Exercise details: For the entries below, say how many lines hold the word "opened", with the number as the only reply.
** Records for this task follows **
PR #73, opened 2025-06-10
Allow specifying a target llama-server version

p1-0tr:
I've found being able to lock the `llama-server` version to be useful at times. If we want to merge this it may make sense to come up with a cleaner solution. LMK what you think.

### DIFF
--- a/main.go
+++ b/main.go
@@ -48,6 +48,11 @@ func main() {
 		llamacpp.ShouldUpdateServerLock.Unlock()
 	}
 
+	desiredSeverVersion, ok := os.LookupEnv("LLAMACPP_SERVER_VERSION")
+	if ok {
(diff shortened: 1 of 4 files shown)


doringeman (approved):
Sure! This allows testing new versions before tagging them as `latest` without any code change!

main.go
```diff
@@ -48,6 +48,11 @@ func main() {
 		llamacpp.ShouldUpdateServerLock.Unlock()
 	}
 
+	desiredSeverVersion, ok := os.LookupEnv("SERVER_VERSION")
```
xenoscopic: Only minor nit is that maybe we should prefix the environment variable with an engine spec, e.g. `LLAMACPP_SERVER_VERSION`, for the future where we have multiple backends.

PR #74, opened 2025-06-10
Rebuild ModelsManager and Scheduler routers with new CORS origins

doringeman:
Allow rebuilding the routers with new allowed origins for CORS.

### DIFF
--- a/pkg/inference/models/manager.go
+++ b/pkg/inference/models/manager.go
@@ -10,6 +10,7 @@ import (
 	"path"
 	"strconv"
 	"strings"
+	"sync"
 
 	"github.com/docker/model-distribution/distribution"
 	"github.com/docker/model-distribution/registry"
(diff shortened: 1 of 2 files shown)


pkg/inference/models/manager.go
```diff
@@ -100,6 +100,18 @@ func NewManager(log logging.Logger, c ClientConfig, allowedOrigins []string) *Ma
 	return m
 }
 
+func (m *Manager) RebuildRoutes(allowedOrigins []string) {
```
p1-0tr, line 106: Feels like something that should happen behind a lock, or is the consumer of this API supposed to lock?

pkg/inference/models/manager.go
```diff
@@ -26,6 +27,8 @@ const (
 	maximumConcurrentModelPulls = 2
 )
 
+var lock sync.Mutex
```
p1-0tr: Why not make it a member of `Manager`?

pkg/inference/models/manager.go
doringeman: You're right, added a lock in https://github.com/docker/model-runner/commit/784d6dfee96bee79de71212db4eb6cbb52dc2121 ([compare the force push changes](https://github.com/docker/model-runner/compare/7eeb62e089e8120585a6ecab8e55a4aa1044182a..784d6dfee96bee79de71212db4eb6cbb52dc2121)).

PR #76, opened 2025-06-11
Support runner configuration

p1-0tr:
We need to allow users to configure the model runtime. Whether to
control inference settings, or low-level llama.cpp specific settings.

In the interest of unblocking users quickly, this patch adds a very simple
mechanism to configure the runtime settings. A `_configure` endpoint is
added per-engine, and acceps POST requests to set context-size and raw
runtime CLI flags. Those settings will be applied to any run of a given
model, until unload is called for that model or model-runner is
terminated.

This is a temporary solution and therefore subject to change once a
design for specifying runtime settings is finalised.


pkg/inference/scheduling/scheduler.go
** End of Records for this task **
Solved exercise: 3